Cloud ransomware threats rise, targeting S3 & Azure

A new report by SentinelLabs outlines the top threats and trends impacting cloud security, with a focus on ransomware threats.

The State of Cloud Ransomware in 2024 report provides insights into how ransomware attacks are increasingly targeting cloud-based storage services such as Amazon's Simple Storage Service (S3) and Azure Blob Storage. The report highlights the typical mechanics of such attacks, which involve finding an accessible storage service, copying the file contents to a destination controlled by the attacker, and then encrypting or deleting the files from the victim's instance.

Despite rigorous security measures implemented by Cloud Service Providers (CSPs), researchers are still discovering ways to bypass these controls. AWS' Key Management Service (KMS), for example, provides users with a 7-day window between a key delete request and its permanent deletion, which allows time to detect and mitigate a cryptographic ransom attack. However, attackers continue to exploit any vulnerabilities they find.

Ransomware actors are also leveraging cloud services for data exfiltration. Recent reports include findings from modePUSH in September 2024, which indicated that BianLian and Rhysida ransomware groups have utilised Azure Storage Explorer to exfiltrate data from affected environments. Similarly, Trend Micro reported in October 2024 that a ransomware actor imitating the Lockbit group used Amazon's S3 storage for data exfiltration from Windows or macOS systems.

SentinelLabs has identified a Spanish-language Python script called RansomES, which enables actors to exfiltrate files to S3 or FTP before encrypting the local versions on Windows systems.

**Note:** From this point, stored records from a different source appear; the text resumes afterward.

PR #51127, opened 2026-07-07
enhance: batch woodpecker client appends & expose sync knobs for small-batch high-concurrency QPS

tinswzy:
## What & why

Optimizes QPS in **small-batch high-concurrency** write scenarios (#50829).

The performance win lives in woodpecker `v0.1.34`: a client-side batched send/ack
pipeline (zilliztech/woodpecker#208) that coalesces consecutive small appends into
a single `AddEntries` request. This PR bumps the dependency and adds the tuning
knobs on the milvus side.

## Changes

- Bump `github.com/zilliztech/woodpecker` `v0.1.33` → `v0.1.35` (root + `pkg/`).
  `v0.1.34` brings the batching pipeline; [`v0.1.35`](https://github.com/zilliztech/woodpecker/releases/tag/v0.1.35) is a
  small reliability/bugfix release on top (batch-ack/send timeout bounds, retry
  data-race fixes, disk-watermark backpressure).
- Add three woodpecker parameters (`service_param.go`) and regenerate
  `configs/milvus.yaml`; assert defaults in `service_param_test.go`:
  - `woodpecker.client.segmentAppend.maxBatchEntries` — default **1000**
  - `woodpecker.client.segmentAppend.maxBatchBytes` — default **2000000** (~2MB)
  - `woodpecker.logstore.segmentSyncPolicy.maxIntervalForService` — default **10ms**

## Where each knob takes effect (important)

- **`maxBatchEntries` / `maxBatchBytes`** are **client-side** (consumed in
  `woodpecker/segment/segment_handle.go`), wired through `setCustomWpConfig`, and
  run inside the milvus process in **both** embed and service modes. This is the
  effective QPS lever.
  **Blast radius:** the bump *by itself* (batching landed in `v0.1.34`) puts **every** deployment —
  embed/standalone included — on the new `BatchAppendOp` write path by default
  (`getDefaultWoodpeckerConfig()` ships `MaxBatchEntries: 1000`; `NewSegmentHandle`
  is shared by both modes). The `maxBatchEntries` knob added here is the
  **off-switch** for that change (`1` disables batching), not its cause.
- **`maxIntervalForService`** is a **woodpecker service-storage-mode server** knob
  (only the staged-storage writer reads it, and that writer is instantiated only
  when `woodpecker.storage.type == "service"`). It is **not consumed inside the
  milvus process** — embed mode never uses staged storage, and service mode runs a
  pure client. It is therefore exposed only as a config surface for standalone
[...]

PR #51810, opened 2026-07-24
enhance: [3.0] batch woodpecker client appends & expose sync knobs for small-batch high-concurrency QPS

tinswzy:
pr: #51127


czs007:

## Overview

This PR's config plumbing is clean, but the default-on batching flip plus the woodpecker `v0.1.35` bump introduce two behavior changes that need an explicit answer, along with three smaller config/UX inconsistencies.

## Medium

**`configs/milvus.yaml:197` — batching on by default invokes the new `AddEntries` RPC, which a stale (v0.1.33) log-store server does not implement, and the resulting error is not classified retryable.**
`AddEntries` does not exist anywhere in v0.1.33 (repo-wide grep returns zero files); v0.1.35 adds it, and the batched send has no `codes.Unimplemented` fallback to per-entry `AddEntry`. The raw gRPC error is stored as the per-replica channel error and fed straight into the retry gate, where `werr.IsRetryableErr` returns `false` for any non-`woodpeckerError`, so the op skips retry entirely and goes to final failure. **Failure:** in a `woodpecker.storage.type=service` deployment where Milvus is upgraded to this build while some log-store pods still run v0.1.33 → every batched append to a stale replica returns `Unimplemented`, `HandleAppendRequestFailure` skips retry and marks final failure, so one stale replica forces continuous segment rolling and `(Wq-Aq+1)` stale replicas fast-fail WAL writes for the affected logs.
Scope note: this is reachable only via `logStoreClientRemote`. The default `woodpecker.storage.type` is `minio` (`pkg/util/paramtable/service_param.go:1082`), and both `minio` and `local` go through `NewEmbedClient` → `NewLogStoreClientPoolLocal`, whose `AppendEntries` just loops the in-process `AddEntry` — no new RPC, no quorum fan-out. So embedded deployments are unaffected.
*Suggestion:* answer this explicitly in the PR body (or add a mixed-version test) for service-mode rolling upgrades. The only Milvus-side lever is defaulting `maxBatchEntries` to `1`, since woodpecker's own built-in default is already `MaxBatchEntries: 1000` (`common/config/configuration.go:814`) — the bump turns batching on regardless of the paramtable default. Fallback-on-`Unimplemented` or capability negotiation belongs in the library. *(raised by xiaocai2333, chyezh)*

**`pkg/streaming/walimpls/impls/wp/builder.go:78` — woodpecker v0.1.35 disk-watermark write rejection is enabled by default with no Milvus-side override.**
v0.1.33 has no `DiskWatermarkPolicy` at all; v0.1.35 adds it with `Enabled: true`, `MinFreeBytes: 1Gi`, `HardThresholdRatio: 0.90`. `NewLogStore` registers the task whenever the policy is enabled, `RootPath` is non-empty (Milvus always sets it, `builder.go:156-162`) and the storage type is `service` or `local` — so an embed deployment with `woodpecker.storage.type=local` does register it. The maintenance manager runs each task once immediately at startup, and `diskRejectBpsFor` returns full rejection whenever `free <= MinFreeBytes` regardless of `ThrottleEnabled`. **Failure:** `storage.type=local` with the WAL volume at or below 1 GiB free (small PVC, dev box, or a disk that fills) → the first sample at startup sets `diskRejectBps` to max, every `AddEntry`/`AddEntryBatch` returns `ErrLogStoreDiskPressure`; the error is retryable, so appends burn `MaxRetries`, final-fail and roll segments, blocking WAL writes for the whole node.
There is no escape hatch: `setCustomWpConfig` never touches `DiskWatermarkPolicy`, and `getWpConfig` calls `config.NewConfiguration()` with no file arguments, so there is not even a YAML surface for it.
*Suggestion:* expose and wire the watermark knobs through paramtable, or preserve the previously-disabled behavior for embedded local storage. *(raised by chyezh)*

## Low

**`pkg/util/paramtable/service_param.go:951` — `maxIntervalForService` is exported into `milvus.yaml` but read by nothing in this repo, and its doc contradicts the effective default.**
The param is `Export: true` with `DefaultValue: "10ms"`, and `builder.go` deliberately does not wire it, on the stated assumption that open-source installs hand the same `milvus.yaml` to the woodpecker server. Nothing in this repo does that: the only consumer is the staged-storage writer inside a standalone log-store server, that server reads its own config file (`cmd/external/user_config.go:317-318`), and no artifact under `configs/`, `deployments/` or `scripts/` forwards `milvus.yaml` to it. **Failure:** an operator tunes the key on a service-mode deployment to trade durability latency for QPS → no Milvus code path reads it (only the definition and a unit test reference it), the knob has zero effect and no warning is emitted, while the exported doc asserts "default is 10 milliseconds" when the effective server default is still woodpecker's 1ms (`common/config/configuration.go:853`).
*Suggestion:* either drop the key from `milvus.yaml` (keep the tuning note in the woodpecker repo or the PR body), or state in the doc that the value is inert unless `milvus.yaml` is also fed to the log-store server. *(surfaced during verification)*

## Nitpick

**`pkg/streaming/walimpls/impls/wp/builder.go:104` — `maxBatchEntries: 0` is treated as invalid and yields full 1000-entry batching, the opposite of the sibling branch's literal-`0` handling.**
The two guards added next to each other treat an explicit `0` in opposite ways: for `maxBatchBytes` a literal `"0"` is honored as "no limit" (`builder.go:112-113`), while for `maxBatchEntries` any non-positive value is declared invalid and woodpecker's built-in `1000` is kept. woodpecker itself would have clamped `<1` to `1`, i.e. batching disabled, so the wrapper actively inverts the outcome. **Failure:** operator sets `maxBatchEntries: 0` (or a negative value) intending to disable client-side batching → the value is discarded, batching runs at full width at 1000, and the warn log says only "invalid … keeping woodpecker built-in default" — which also means the documented mitigation for the `AddEntries` mixed-version risk above silently does not apply.
*Suggestion:* honor a literal `"0"` as the disable spelling, symmetric with the bytes branch, or make the warn message state explicitly that batching remains enabled at N and that `1` is the disable value. *(surfaced during verification)*

**`pkg/streaming/walimpls/impls/wp/builder.go:122` — only the exact literal `"0"` disables the byte cap; equivalent zero spellings silently keep the default.**
`GetAsSize()` returns `0` both for a real parse failure and for zero-valued sized spellings: `"0mb"` hits the m/mb branch and returns `0`, `"0b"` has no recognized suffix so `ParseInt("0b")` fails and returns `0`. Neither equals the trimmed literal `"0"`. **Failure:** `maxBatchBytes: 0b` (or `0mb`/`0kb`), intending "no byte limit" → both land in the else branch, log "invalid woodpecker maxBatchBytes" and leave the 2MB cap in effect — the opposite of the operator's intent.
*Suggestion:* the behavior is defensible; the doc at `service_param.go:818` should say that only the bare literal `0` removes the limit. *(raised by xiaocai2333)*

czs007:

## Re-review of `5b33042cf9fe`

- **`configs/milvus.yaml:197` — default-on batching invokes `AddEntries`, unimplemented on a stale v0.1.33 log-store server, and not classified retryable (service mode only): Confirmed.** Both reviewers re-walked the full chain on this branch's dependency set (`sequential_executor.go:106-140` → `batch_append_op.go:129` → `logstore_client_remote.go:206/219` raw gRPC error → `segment_handle.go:417-419` `werr.IsRetryableErr` → false); it still stands, rescoped to `woodpecker.storage.type=service` deployments — see the medium section below.
- **`pkg/streaming/walimpls/impls/wp/builder.go:78` — v0.1.35 disk-watermark write rejection is enabled by default with no Milvus-side override: Confirmed.** `configuration.go:899-906` still ships the policy `Enabled: true` and `setCustomWpConfig` wires no `DiskWatermarkPolicy` field and exposes no paramtable key — see the medium section below.
- **`pkg/util/paramtable/service_param.go:951` — `maxIntervalForService` is exported but read by nothing in this repo, and its documented "default is 10ms" contradicts the effective 1ms default: Confirmed in part, retracted in part.** The dead-config half stands (the only non-test consumers are `writer_impl.go:142` and `cmd/external/user_config.go:317`, both outside this process). The "documented default contradicts the effective 1ms default" half was wrong on our side: `configs/milvus.yaml:245` spells out in the same comment that this raises the interval from woodpecker's built-in 1ms default.
- **`pkg/streaming/walimpls/impls/wp/builder.go:122` — only the exact literal `"0"` disables the byte cap: Confirmed.** `param_item.go:354-359` maps both `"0mb"` and `"0b"` to `0`, neither of which equals the trimmed literal, so both take the warn branch.
- **`pkg/streaming/walimpls/impls/wp/builder.go:104` — `maxBatchEntries: 0` is treated as invalid and yields full 1000-entry batching, the opposite of the sibling branch's literal-0 handling: Confirmed.** The asymmetry between `builder.go:104-109` and `:110-117` is unchanged.

---

This round's review of the backport found no newly introduced must-fix issues; the items below are the two default-on behaviors that come with the v0.1.33→v0.1.35 dependency bump, plus minor configuration and test-coverage notes.

## Medium

- **`configs/milvus.yaml:197` — default-on batching calls an RPC a stale log-store server does not implement, and the error is not retryable.** `maxBatchEntries` defaults to 1000, so any time ≥2 `AppendOp`s are queued the batch path calls `AddEntries` (`sequential_executor.go:115` → `batch_append_op.go:134` → `logstore_client_remote.go:199`), an RPC that does not exist in v0.1.33 at all. Failure: in a `woodpecker.storage.type=service` deployment where Milvus is upgraded first and the standalone log-store server is still v0.1.33, concurrent writes queue ≥2 ops → `AddEntries` returns `codes.Unimplemented`, which is a raw gRPC status rather than a `woodpeckerError`, so `werr.IsRetryableErr` returns false (`errors.go:313-319`) and the batch skips `MaxRetries` straight to final failure and the quorum-loss path, failing that pchannel's WAL writes for the whole mixed-version window — and because a batch of size 1 falls back to the unary `AddEntry`, this looks healthy at low QPS and breaks under load. Suggestion: document the upgrade ordering (log-store server before Milvus) in the PR body and release notes, and call out `maxBatchEntries: 1` as the escape hatch; a `codes.Unimplemented` fallback to unary `AddEntry` in woodpecker would remove the window entirely. Default `minio`/embed deployments are unaffected. (Also tracked above under the re-review of `5b33042cf9fe`.) (raised by czs007, xiaocai2333)
- **`pkg/streaming/walimpls/impls/wp/builder.go:78` — v0.1.35's disk-watermark write rejection is on by default with no Milvus-side override.** The bump brings in `DiskWatermarkPolicy`, published with `Enabled: true, HardThresholdRatio: 0.90, MinFreeBytes: 1Gi, ThrottleEnabled: true` (`configuration.go:899-906`), and `server/logstore.go:138-142` registers `newDiskWatermarkTask` whenever the policy is enabled, `Storage.RootPath != ""` (Milvus always sets it, `builder.go:155-161`) and storage is service or local. Failure: on a `woodpecker.storage.type=local` deployment whose WAL disk crosses the 0.90 hard watermark or drops below 1GiB free → `admitAppend` rejects writes with `ErrLogStoreDiskPressure`, which is retryable but exhausts the 3 client retries and then fails the append, with no key in `milvus.yaml` to relax the threshold or disable the backpressure. Suggestion: wire at least `Enabled` and the threshold ratios through `setCustomWpConfig` with matching `ParamItem`s. Non-blocking for the default `minio` deployment, where the task is never registered. (raised by czs007, xiaocai2333)

## Low

- **`pkg/util/paramtable/service_param.go:951` — `maxIntervalForService` has no consumer inside this repo.** The new exported param is never assigned in `setCustomWpConfig`; `builder.go:127-136` carries an explicit NOTE that it is intentionally not wired. Its only non-test consumers in v0.1.35 are `server/storage/stagedstorage/writer_impl.go:142` and `cmd/external/user_config.go:317`, so it only takes effect when the deployment layer renders `milvus.yaml` to a standalone woodpecker server — a path outside this repo. Suggestion: keep it, but make the "only effective when this file is mounted into the woodpecker log-store server" caveat as prominent in the yaml comment as it is in the Go NOTE, so operators don't expect it to change in-process behavior. (raised by czs007, xiaocai2333)
- **`configs/milvus.yaml:245` — existing service-mode deployments move from a 1ms to a 10ms sync interval.** `cmd/external/user_config.go:317-318` overrides woodpecker's built-in 1ms default (`configuration.go:853`) whenever the mounted value is >0. Failure: an existing `woodpecker.storage.type=service` deployment that hands the same `milvus.yaml` to its standalone log-store server upgrades to this file → the staged writer's sync ticker goes from 1ms to 10ms, adding up to ~9ms of persistence latency per flush, with no explicit operator action required to trigger it. The yaml comment does state this relationship, so it is no longer silent. Suggestion: surface it in the release notes as an operator-visible upgrade note. (raised by czs007, xiaocai2333)
- **`pkg/streaming/walimpls/impls/wp/builder_test.go:61` — no test anchors woodpecker's built-in `maxBatchBytes` default.** `ZeroEntriesKeepsWoodpeckerDefault` (`:61-65`) genuinely anchors the entries default — it builds a fresh `config.NewConfiguration()`, takes the else branch, and asserts `1000`. There is no bytes-side equivalent: `MilvusDefaults` (`:30-36`) asserts `2000000` only after the `v > 0` branch has written Milvus's own `DefaultValue`, and `InvalidValuesKeepWoodpeckerDefaults` (`:51-59`) uses 777/888 sentinels that exercise the branch, not the default. The coincidence that woodpecker's built-in is also `2000000` (`configuration.go:815`) hides the gap. Suggestion: add a one-line assert on a fresh `NewConfiguration()` so a change to woodpecker's built-in `MaxBatchBytes` fails the test. (raised by czs007, xiaocai2333)

## Nitpick

- **`pkg/streaming/walimpls/impls/wp/builder.go:112` — only the literal `"0"` lifts the byte cap; `"0mb"` / `"0b"` fall into the warn branch.** `GetAsSize` maps `"0mb"` to `0*1024*1024` and `"0b"` to a failed parse returning `0` (`param_item.go:354-372`), neither of which equals the trimmed literal `"0"`, so both keep woodpecker's 2MB default while logging "invalid ... keeping woodpecker built-in default". The behavior is safe; only the log message misleads. Suggestion: treat any parsed size of exactly 0 as "no limit", or reword the warning to say which spellings are accepted. (raised by czs007, xiaocai2333)
- **`pkg/streaming/walimpls/impls/wp/builder.go:104` — `maxBatchEntries: 0` keeps full 1000-entry batching, the opposite of the sibling byte branch's literal-0 semantics.** `builder.go:104-109` sends 0 and -1 into the warn branch and keeps woodpecker's built-in 1000, while `:110-117` treats a literal `"0"` for bytes as "no limit". The asymmetry is documented in the comment at `:97-103` and `configs/milvus.yaml:197` tells operators to use `1` rather than `0` to disable batching. Suggestion: none required; consider mirroring the comment into the yaml for `maxBatchEntries` so the `0` vs `1` distinction is visible where operators set it. (raised by czs007, xiaocai2333)

## Carried over from #51127

- **`go.mod:267` — woodpecker v0.1.33→v0.1.34 bump introduces the new `AddEntries` streaming RPC; concurrent writes fail unretryably during a mixed-version rolling upgrade: Confirmed on this branch.** Same mechanism as the item above, re-verified at `sequential_executor.go:115` / `batch_append_op.go:134` / `logstore_client_remote.go:199` / `segment_handle.go:418-419`; note the range moved — this PR bumps straight to v0.1.35, so the affected window is any server older than v0.1.34.
- **`pkg/streaming/walimpls/impls/wp/builder.go:108` — `MaxIntervalForService`'s Go wiring is dead code inside the Milvus process and the PR description over-claims: Resolved upstream.** The wiring is gone and `builder.go:128-137` is now an explicit NOTE that the field is intentionally not set; the commit message states it is not consumed inside the Milvus process, and this backport's body only references `pr: #51127` rather than repeating the earlier claim. The dead-config half is reported separately above as a documentation-clarity note.
- **`pkg/streaming/walimpls/impls/wp/builder.go:96` — a typo in `maxBatchBytes`/`maxBatchEntries` silently becomes 0, removing the byte cap or disabling batching, with no validation on the Milvus path: Resolved upstream.** `builder.go:104-117` now guards both sides — a non-positive `maxBatchEntries` warns and keeps the built-in, and an unparseable `maxBatchBytes` (e.g. `"1,000"`) is distinguished from an explicit `"0"` — and `builder_test.go:51-59` covers the typo path.
- **`pkg/streaming/walimpls/impls/wp/builder.go:96` — batching params are tagged `refreshable:"true"` but wired as a one-shot copy in `Build()`, so runtime refresh does not take effect: Retracted.** Our earlier comment was wrong here: on this branch `service_param.go:725-726` declares both `AppendMaxBatchEntries` and `AppendMaxBatchBytes` as `refreshable:"false"`, which matches the one-shot copy exactly. `SyncMaxIntervalForService` is still `refreshable:"true"` at `:747`, but it has no in-process consumer at all, so nothing can go stale.
- **`configs/milvus.yaml:245` — after upgrading, existing service-mode deployments silently move from a 1ms to a 10ms woodpecker sync interval: Resolved upstream for the "silently" part.** The yaml comment at `:245` now states explicitly that this raises the interval from woodpecker's built-in 1ms default and changes the cadence for existing service-mode deployments. The behavior change itself still applies and is listed above as an operator-visible upgrade note.
- **`pkg/util/paramtable/service_param.go:722` — the PR body's claim that the three params were "previously declared in the struct but never Init'd" contradicts the diff: Resolved upstream.** That sentence appears in neither the merged commit message nor this PR's body; the body now describes the params as added by this change.
- **`pkg/streaming/walimpls/impls/wp/builder_test.go:51` — no test independently anchors woodpecker's built-in defaults (1000/2000000), leaving the invalid-value fallback contract without an anchor: Confirmed on this branch, narrowed to `maxBatchBytes`.** `builder_test.go:61-65` now anchors the entries default on a fresh `config.NewConfiguration()`; the bytes side has no equivalent, which is the low-severity test-coverage item listed above.

- **`configs/milvus.yaml:192` — the legacy-metadata-prefix compatibility guarantee this comment now documents has a silent failure path.** `detectEffectiveMetadataPrefix` (`meta/metadata_etcd.go:135-146`) runs once per client construction and does not fail closed: on an etcd error it logs a warning and returns the configured prefix instead of the legacy `"woodpecker"` root, so on a cluster whose metadata lives under the legacy root, one timed-out `hasLegacyMetadata` Txn during startup points the provider at an empty namespace, and `opener.go:22-32` then reacts to `LogExists == false` by calling `CreateLog` and creating a fresh empty log for that pchannel. Unrelated to this PR: the detection code is byte-for-byte identical in v0.1.33 and v0.1.35 (the file's only diff is four logger-level/field changes), and this PR's only `MetaPrefix` change is swapping `paramtable.Get().WoodpeckerCfg.MetaPrefix` for the same-valued `cfg.MetaPrefix` at `builder.go:91` — the fallback exists with or without this change. No tracking issue yet; the fix belongs upstream (fail closed on probe error), or the yaml comment should state that the fallback is best-effort. (raised by czs007)

czs007 (approved):
/lgtm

Web application attacks are another facet of cloud-based threats that the report addresses. Web applications, often hosted via cloud services due to their minimal configuration requirements compared to full operating systems, are vulnerable to extortion attacks. SentinelLabs describes several ransom scripts targeting PHP applications, including a Python script named Pandora. This script is reportedly multi-functional and targets various web services but is not associated with the Pandora ransomware group that targets Windows systems.

Another PHP ransom script identified by SentinelLabs is linked to the IndoSec group, an Indonesia-based threat actor. This script acts as a PHP backdoor, enabling attackers to manage, delete files, and perform ransom attacks.

The report stresses that cloud ransom attacks are an evolving threat, but organisations are now better equipped to counteract these attacks due to improvements in CSP security measures and a broad array of cloud security products that aim to mitigate risks.

SentinelLabs advises organisations to use Cloud Security Posture Management (CSPM) solutions to discover and assess cloud environments. CSPMs help detect issues such as misconfigurations and overly permissive storage buckets, which are primary enablers of the aforementioned cloud ransom attack techniques. In addition, organisations are encouraged to enforce sound identity management practices, such as requiring multi-factor authentication (MFA) on all administrative accounts and deploying runtime protection for all cloud workloads and resources.